Return all lines below containing the word "development".

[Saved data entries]
----------

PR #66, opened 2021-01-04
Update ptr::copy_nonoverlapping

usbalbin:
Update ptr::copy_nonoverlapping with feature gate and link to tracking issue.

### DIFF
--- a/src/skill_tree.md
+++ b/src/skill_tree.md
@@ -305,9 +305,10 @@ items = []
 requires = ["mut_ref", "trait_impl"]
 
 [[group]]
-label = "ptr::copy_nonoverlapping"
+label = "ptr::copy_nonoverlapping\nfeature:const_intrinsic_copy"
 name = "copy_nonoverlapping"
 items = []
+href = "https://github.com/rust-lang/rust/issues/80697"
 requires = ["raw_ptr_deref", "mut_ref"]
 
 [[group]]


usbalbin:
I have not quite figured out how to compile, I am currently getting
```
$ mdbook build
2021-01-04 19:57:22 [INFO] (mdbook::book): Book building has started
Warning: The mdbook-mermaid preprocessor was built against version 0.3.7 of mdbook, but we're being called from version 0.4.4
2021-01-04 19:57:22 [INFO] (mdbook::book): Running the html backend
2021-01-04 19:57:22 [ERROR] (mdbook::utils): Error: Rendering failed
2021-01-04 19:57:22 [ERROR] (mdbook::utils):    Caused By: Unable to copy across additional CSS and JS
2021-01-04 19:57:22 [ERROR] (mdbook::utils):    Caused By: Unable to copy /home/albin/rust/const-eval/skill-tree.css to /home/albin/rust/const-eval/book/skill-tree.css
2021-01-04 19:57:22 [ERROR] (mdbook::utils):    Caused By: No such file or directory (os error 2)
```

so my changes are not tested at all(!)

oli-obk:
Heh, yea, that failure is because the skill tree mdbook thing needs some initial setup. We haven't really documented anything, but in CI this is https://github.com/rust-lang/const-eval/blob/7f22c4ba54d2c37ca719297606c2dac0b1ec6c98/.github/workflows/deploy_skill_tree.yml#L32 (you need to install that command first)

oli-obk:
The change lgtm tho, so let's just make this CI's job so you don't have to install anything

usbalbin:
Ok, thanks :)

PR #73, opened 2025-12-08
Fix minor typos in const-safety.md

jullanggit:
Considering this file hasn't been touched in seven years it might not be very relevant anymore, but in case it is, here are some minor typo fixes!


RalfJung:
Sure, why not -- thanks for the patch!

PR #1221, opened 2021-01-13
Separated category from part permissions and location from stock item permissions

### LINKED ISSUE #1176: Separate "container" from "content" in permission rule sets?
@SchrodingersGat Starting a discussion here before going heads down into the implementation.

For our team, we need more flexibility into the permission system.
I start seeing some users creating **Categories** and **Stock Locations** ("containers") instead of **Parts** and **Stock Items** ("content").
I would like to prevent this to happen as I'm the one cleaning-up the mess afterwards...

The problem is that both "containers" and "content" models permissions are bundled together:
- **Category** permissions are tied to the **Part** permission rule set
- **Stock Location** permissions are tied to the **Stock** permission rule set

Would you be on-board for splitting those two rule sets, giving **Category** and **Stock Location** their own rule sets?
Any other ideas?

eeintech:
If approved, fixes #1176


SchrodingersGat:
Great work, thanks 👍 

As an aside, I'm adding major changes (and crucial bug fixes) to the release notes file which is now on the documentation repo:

----------

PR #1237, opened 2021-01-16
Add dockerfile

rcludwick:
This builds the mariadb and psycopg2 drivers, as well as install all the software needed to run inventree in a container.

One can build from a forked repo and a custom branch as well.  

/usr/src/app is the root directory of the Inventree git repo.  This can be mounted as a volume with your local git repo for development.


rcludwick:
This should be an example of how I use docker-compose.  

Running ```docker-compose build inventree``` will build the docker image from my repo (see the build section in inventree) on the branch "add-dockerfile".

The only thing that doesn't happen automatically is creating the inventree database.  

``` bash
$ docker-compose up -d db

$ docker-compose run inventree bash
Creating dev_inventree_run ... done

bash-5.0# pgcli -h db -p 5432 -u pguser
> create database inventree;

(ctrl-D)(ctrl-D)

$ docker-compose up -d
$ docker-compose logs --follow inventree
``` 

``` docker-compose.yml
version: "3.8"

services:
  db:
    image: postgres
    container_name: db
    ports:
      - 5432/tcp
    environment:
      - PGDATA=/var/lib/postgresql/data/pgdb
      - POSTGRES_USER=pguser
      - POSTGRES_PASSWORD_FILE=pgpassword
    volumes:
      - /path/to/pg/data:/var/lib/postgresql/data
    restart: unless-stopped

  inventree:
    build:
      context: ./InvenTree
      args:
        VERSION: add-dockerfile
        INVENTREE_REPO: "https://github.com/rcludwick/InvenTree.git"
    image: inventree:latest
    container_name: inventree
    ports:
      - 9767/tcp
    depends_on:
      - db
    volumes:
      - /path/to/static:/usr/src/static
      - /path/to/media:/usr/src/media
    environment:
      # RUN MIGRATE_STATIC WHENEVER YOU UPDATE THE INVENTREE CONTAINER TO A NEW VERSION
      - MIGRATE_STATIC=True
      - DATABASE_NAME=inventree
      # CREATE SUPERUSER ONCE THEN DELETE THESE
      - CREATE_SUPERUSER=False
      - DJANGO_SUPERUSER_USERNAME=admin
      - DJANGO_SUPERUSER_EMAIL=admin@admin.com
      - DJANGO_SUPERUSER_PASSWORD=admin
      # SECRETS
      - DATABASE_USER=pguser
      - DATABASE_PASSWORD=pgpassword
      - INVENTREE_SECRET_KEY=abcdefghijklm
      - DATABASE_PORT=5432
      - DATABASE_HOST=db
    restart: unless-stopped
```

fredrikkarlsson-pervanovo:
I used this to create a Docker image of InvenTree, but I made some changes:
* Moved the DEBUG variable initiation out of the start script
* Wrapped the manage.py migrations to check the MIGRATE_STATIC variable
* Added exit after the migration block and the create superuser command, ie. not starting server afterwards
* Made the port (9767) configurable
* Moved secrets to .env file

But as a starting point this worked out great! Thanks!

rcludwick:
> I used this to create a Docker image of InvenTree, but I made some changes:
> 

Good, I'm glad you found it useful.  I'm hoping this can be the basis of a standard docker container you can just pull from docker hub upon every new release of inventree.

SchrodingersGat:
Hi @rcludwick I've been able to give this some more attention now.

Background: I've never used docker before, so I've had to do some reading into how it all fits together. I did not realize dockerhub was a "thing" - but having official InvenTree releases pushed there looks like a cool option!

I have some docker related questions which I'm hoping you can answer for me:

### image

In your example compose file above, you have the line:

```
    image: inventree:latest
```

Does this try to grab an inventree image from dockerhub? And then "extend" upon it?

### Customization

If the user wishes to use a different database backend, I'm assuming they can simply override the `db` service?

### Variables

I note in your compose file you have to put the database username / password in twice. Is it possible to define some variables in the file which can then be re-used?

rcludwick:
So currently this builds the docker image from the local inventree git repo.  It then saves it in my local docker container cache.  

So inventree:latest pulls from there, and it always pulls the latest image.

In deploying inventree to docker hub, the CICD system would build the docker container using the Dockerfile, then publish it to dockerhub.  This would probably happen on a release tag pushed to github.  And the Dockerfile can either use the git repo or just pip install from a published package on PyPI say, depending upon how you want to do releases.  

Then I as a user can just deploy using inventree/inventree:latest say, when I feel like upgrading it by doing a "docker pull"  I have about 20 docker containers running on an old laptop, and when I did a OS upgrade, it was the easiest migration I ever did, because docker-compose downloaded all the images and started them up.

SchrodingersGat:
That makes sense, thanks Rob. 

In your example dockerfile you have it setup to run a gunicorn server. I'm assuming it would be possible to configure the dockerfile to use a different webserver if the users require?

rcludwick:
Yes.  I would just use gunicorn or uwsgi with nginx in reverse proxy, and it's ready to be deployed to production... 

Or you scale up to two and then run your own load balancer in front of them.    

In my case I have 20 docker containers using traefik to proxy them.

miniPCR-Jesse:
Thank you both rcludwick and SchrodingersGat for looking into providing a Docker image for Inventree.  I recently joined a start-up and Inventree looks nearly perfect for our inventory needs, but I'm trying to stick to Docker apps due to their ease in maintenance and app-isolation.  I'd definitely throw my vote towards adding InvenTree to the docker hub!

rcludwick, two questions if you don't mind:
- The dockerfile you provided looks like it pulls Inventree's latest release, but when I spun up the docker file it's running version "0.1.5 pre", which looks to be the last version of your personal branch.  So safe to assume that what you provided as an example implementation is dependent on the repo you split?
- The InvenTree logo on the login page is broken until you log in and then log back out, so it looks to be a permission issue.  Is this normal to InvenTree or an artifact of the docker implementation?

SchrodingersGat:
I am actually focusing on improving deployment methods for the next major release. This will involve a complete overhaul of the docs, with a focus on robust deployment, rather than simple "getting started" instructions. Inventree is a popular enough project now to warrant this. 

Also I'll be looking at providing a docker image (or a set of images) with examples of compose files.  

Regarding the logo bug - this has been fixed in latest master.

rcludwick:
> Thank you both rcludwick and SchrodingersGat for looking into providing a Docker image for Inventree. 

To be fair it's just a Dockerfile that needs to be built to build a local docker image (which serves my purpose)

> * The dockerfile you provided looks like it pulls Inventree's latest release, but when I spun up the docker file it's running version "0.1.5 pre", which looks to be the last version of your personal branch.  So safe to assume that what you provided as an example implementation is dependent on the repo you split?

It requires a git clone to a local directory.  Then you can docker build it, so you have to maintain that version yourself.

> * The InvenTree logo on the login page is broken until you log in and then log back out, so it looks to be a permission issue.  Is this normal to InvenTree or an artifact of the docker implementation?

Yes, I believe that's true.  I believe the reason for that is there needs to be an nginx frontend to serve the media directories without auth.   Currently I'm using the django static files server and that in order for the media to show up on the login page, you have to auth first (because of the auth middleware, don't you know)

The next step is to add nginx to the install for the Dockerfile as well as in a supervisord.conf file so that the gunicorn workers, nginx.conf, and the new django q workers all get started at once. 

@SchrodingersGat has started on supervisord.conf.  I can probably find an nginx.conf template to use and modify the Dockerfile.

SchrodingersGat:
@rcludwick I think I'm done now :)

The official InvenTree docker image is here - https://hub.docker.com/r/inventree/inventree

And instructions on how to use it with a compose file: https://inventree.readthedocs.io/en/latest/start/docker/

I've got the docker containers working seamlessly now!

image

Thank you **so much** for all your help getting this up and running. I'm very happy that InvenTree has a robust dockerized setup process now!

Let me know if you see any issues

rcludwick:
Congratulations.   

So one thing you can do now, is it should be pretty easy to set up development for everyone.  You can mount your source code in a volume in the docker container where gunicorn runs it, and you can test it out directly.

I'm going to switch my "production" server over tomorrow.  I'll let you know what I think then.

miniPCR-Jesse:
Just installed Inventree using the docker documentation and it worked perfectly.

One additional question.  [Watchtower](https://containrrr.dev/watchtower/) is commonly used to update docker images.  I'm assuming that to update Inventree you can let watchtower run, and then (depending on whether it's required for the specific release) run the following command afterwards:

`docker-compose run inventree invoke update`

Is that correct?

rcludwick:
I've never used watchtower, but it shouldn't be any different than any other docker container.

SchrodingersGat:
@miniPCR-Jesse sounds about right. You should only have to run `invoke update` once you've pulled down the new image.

----------

REPLY TO THE TASK:
/usr/src/app is the root directory of the Inventree git repo.  This can be mounted as a volume with your local git repo for development.
So one thing you can do now, is it should be pretty easy to set up development for everyone.  You can mount your source code in a volume in the docker container where gunicorn runs it, and you can test it out directly.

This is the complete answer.